◆ **WORK REQUIRED**
Return every line of the data below, exactly.
==== DATA TO PROCESS ====
PR #3268, opened 2020-07-17
[infra] Add pybind11 library to infra

jinevening:
This adds pybind11 library for dalgona project

---
Related to https://github.sec.samsung.net/STAR/nnfw/issues/11537

### DIFF
--- a/infra/cmake/packages/Pybind11Config.cmake
+++ b/infra/cmake/packages/Pybind11Config.cmake
@@ -1,0 +1,21 @@
+function(_Pybind11_import)
+  nnas_find_package(Pybind11Source QUIET)
+
+  if(NOT Pybind11Source_FOUND)
+    set(Pybind11_FOUND FALSE PARENT_SCOPE)
+    return()
+  endif(NOT Pybind11Source_FOUND)
+
+  nnas_include(ExternalBuildTools)
+  ExternalBuild_CMake(CMAKE_DIR   ${Pybind11Source_DIR}
+                      BUILD_DIR   ${CMAKE_BINARY_DIR}/externals/PYBIND11/build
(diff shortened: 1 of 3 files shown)


seanshpark:
If not urgent, I'd like this to land this after release branch takes off.

jinevening:
@seanshpark This is not urgent :) let's land this after release.

infra/cmake/packages/Pybind11Config.cmake
```diff
@@ -0,0 +1,14 @@
+function(_Pybind11_import)
+  nnas_find_package(Pybind11Source QUIET)
+
+  if(NOT Pybind11Source_FOUND)
+    set(Pybind11_FOUND FALSE PARENT_SCOPE)
+    return()
+  endif(NOT Pybind11Source_FOUND)
+
+  add_subdirectory(${Pybind11Source_DIR} ${CMAKE_CURRENT_BINARY_DIR}/pybind11)
```
parjong, line 9: I'm not sure about the convention over this ``), but ``CMAKE_CURRENT_BINARY_DIR`` may be dangerous ;-)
====
◆ **OUTPUT FOR THIS EXERCISE**
PR #3268, opened 2020-07-17
[infra] Add pybind11 library to infra

jinevening:
This adds pybind11 library for dalgona project

---
Related to https://github.sec.samsung.net/STAR/nnfw/issues/11537

### DIFF
--- a/infra/cmake/packages/Pybind11Config.cmake
+++ b/infra/cmake/packages/Pybind11Config.cmake
@@ -1,0 +1,21 @@
+function(_Pybind11_import)
+  nnas_find_package(Pybind11Source QUIET)
+
+  if(NOT Pybind11Source_FOUND)
+    set(Pybind11_FOUND FALSE PARENT_SCOPE)
+    return()
+  endif(NOT Pybind11Source_FOUND)
+
+  nnas_include(ExternalBuildTools)
+  ExternalBuild_CMake(CMAKE_DIR   ${Pybind11Source_DIR}
+                      BUILD_DIR   ${CMAKE_BINARY_DIR}/externals/PYBIND11/build
(diff shortened: 1 of 3 files shown)


seanshpark:
If not urgent, I'd like this to land this after release branch takes off.

jinevening:
@seanshpark This is not urgent :) let's land this after release.

infra/cmake/packages/Pybind11Config.cmake
```diff
@@ -0,0 +1,14 @@
+function(_Pybind11_import)
+  nnas_find_package(Pybind11Source QUIET)
+
+  if(NOT Pybind11Source_FOUND)
+    set(Pybind11_FOUND FALSE PARENT_SCOPE)
+    return()
+  endif(NOT Pybind11Source_FOUND)
+
+  add_subdirectory(${Pybind11Source_DIR} ${CMAKE_CURRENT_BINARY_DIR}/pybind11)
```
parjong, line 9: I'm not sure about the convention over this ``), but ``CMAKE_CURRENT_BINARY_DIR`` may be dangerous ;-)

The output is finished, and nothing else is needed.